Una domanda semplice, ma che da sempre suscita vivaci dibattiti
(Vincent Bourquin) Una delle tappe della preparazione del Natale - insieme alla lista dei regali, alla preparazione dei biscotti, all'appendere ghirlande luminose, alla confezione della corona dell'avvento -, è l'interrogarsi sulla nascita di Gesù, in particolare l'interessarsi alla condizione di Maria. La domanda si ripresenta: Maria era vergine?
Il nocciolo della questione
L'articolo di fede secondo cui Gesù “fu concepito di Spirito Santo, nacque da Maria Vergine” fa parte del Credo apostolico, la più antica confessione di fede comune alle chiese cattoliche e protestanti. Sembrerebbe tuttavia difficile domandare a ogni cristiano di credere a questo intervento dello Spirito Santo nelle ovaie di Maria.

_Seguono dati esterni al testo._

PR #216, opened 2019-12-04
Remove logging facilities from jni-rs

maplant:
## Overview

I'm not sure if this commit is _exactly_ ready to be merged, but I'd like to put it here to pose the question.
I do believe that logging should be removed from jni-rs. It's not a great way to report information, and pollutes logs.
However I can see it being useful for conveying drop errors. Maybe the more sensible solution is to gate logging behind a feature flag?

Anyway, here is my branch for anyone that does not want jni-rs to log. cheers.

### DIFF
--- a/Cargo.toml
+++ b/Cargo.toml
@@ -20,7 +20,6 @@ edition = "2018"
 cesu8 = "1.1.0"
 combine = "4.1.0"
 jni-sys = "0.3.0"
-log = "0.4.4"
 
 [build-dependencies]
 walkdir = "2"
--- a/src/wrapper/java_vm/vm.rs
+++ b/src/wrapper/java_vm/vm.rs
@@ -3,10 +3,7 @@ use std::{
     ops::Deref,
     ptr,
     sync::atomic::{AtomicUsize, Ordering},
-    thread::current,
 };
-
-use log::{debug, error};
 
 use crate::{errors::*, sys, JNIEnv};
 
@@ -381,13 +378,6 @@ impl InternalAttachGuard {
 
         ATTACHED_THREADS.fetch_add(1, Ordering::SeqCst);
 
-        debug!(
-            "Attached thread {} ({:?}). {} threads attached",
-            current().name().unwrap_or_default(),
-            current().id(),
-            ATTACHED_THREADS.load(Ordering::SeqCst)
-        );
-
         Ok(env_ptr as *mut sys::JNIEnv)
     }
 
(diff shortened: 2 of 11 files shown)


vitvakatu:
Hello.

What logging library are you using in your project? All of them have some methods to restrict logs from different log levels/modules. For example, `env_logger` allows you to set environment variable `RUST_LOG`:

`export RUST_LOG="${RUST_LOG-jni=error}"`

This will log only `error`-level messages from `jni` crate.

maplant:
@vitvakatu I'm using log4rs and indeed it is able to filter these messages. However, my opinion is that some of these log messages are extraneous. For a library, I would argue there should be no log messages less important than warn

DarkEld3r:
As for me, logging can be useful even for the users of a library. Though I'm not sure what best practices on this topic in Rust are. I don't know if jni-rs is a specific case either. I'm going to check popular libraries to form an opinion.

dmitry-timofeev:
Hi, thanks for bringing it up,

I agree with @vitvakatu that it is the responsibility of the application to configure the logging according to its needs. From my Java perspective, the usual configuration is: "Log my application messages however I see fit — debug/info, log other messages from the dependencies at 'warn'". In Rust `env_logger` words, `RUST_LOG=warn,myapp=info ./myapp`.

I agree that the users of a library/framework shall not _see_ logs below warn, but I don't think it shall be achieved by forbidding the library code to use info and debug — that is what for the  logging backend configuration. Is that different in Rust ecosystem?
 
The way I see the separation of logs by levels for a library in terms of target audience: 
- above 'warn' — end-users (to provide extra context when things go bad, to provide _any_ information when it cannot be communicated in other way, to warn about mis-use or misconfiguration. For instance, when a user runs a 1 second operation on an event loop, it is nice of the event loop library to warn that that is likely a terrible mistake)
- below 'warn' — mostly library developers _or_ particularly interested in library operation users, e.g., troubleshooting a bug.

Therefore, I'd focus on those warning+ messages of jni that do not seem appropriate and consider what to do with them on a case-by-case basis: 
* remove, 
* throttle, if easily possible, 
* change the level, etc.

Are there any inappropriate warnings that you think shall be reconsidered?

lucaszanella:
I don't get it. Should `log!` simply works on the Rust side and it would appear in logcat? On my case it does not appear, but I also have no way of setting the environment variable for proper logging.

I just wanted to use Log.d on Rust's side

La storia conserva invece un senso spirituale: l'evento del Vangelo non è scatenato da una volontà umana, ma dalla sola iniziativa dello Spirito Santo. Questo fatto inatteso annuncia il rinnovamento dell'umanità nella fede. La fede, per il cristiano, non è soltanto credere che Dio esiste, ma che ci visita, che il suo destino si lega al nostro. Cristo nasce nel più profondo di noi stessi così come è nato in Maria. In fondo è questo il senso del Natale.
Una domanda moderna
Dove finisce il mito e inizia la realtà? Se la nascita verginale è un'invenzione, che dire degli altri aspetti soprannaturali della vita di Gesù? I suoi svariati miracoli, i suoi segni, le sue parole ispirate, la sua relazione intima con Dio, la sua trasfigurazione e, soprattutto, la sua resurrezione hanno soltanto un valore simbolico? Privata di questo alone divino, la vita di Gesù mantiene la sua portata per la fede cristiana? Alcuni teologi contemporanei, a cominciare dal tedesco Rudolf Bultmann, sostengono di sì. Secondo loro è possibile essere credenti demitizzando al contempo i testi biblici.
L'opinione dell'esperto
Valérie Nicolet Anderson, docente di Nuovo Testamento all’Istituto protestante di Teologia di Parigi, sottolinea che i vangeli canonici - Matteo, Marco, Luca e Giovanni, ndr. - sono discreti in quanto alla verginità di Maria. Per Marco e per Giovanni la verginità non ha alcun ruolo. Matteo lascia la porta aperta alla possibilità della verginità della madre di Gesù, ma presenta Maria principalmente come uno strumento del piano divino, attraverso il quale si compie l'arrivo del Messia. Per Luca, Maria è l'umile serva scelta da Dio per portare il Cristo. Ella incarna una convinzione fondamentale: l'irruzione del regno di Dio nel mondo rimette in discussione tutti i privilegi sociali. Luca e Giovanni presentano Maria come una discepola perplessa in quanto all'identità e alla missione di Gesù. Nei vangeli Maria non viene idealizzata; non è venerata né in quanto madre di Gesù né in quanto vergine. La verginità di Maria non è inscritta nei vangeli canonici.
Un dogma tardivo
Il Protovangelo di Giacomo, uno scritto apocrifo cristiano della fine del II secolo, insiste sulla verginità di Maria, prima del concepimento di Gesù, durante la nascita e dopo la nascita. Il dogma della verginità si sviluppa specialmente a partire da questo scritto, come esemplificato da un concilio di Toledo nel 693, che afferma la verginità perpetua di Maria. La verginità di Maria e l'idolatria nei confronti di Maria come figura della serva perfetta possono portare a una svalorizzazione della donna che reprime la propria sessualità e si inscrive in maniera passiva nel piano divino patriarcale. Le teologie femministe si riappropriano di Maria come una figura attiva, una delle prime discepole di Gesù. Al di là del suo ruolo di ricettacolo passivo, Maria è riabilitata dalla sua risposta attiva nella fede alla chiamata di Dio.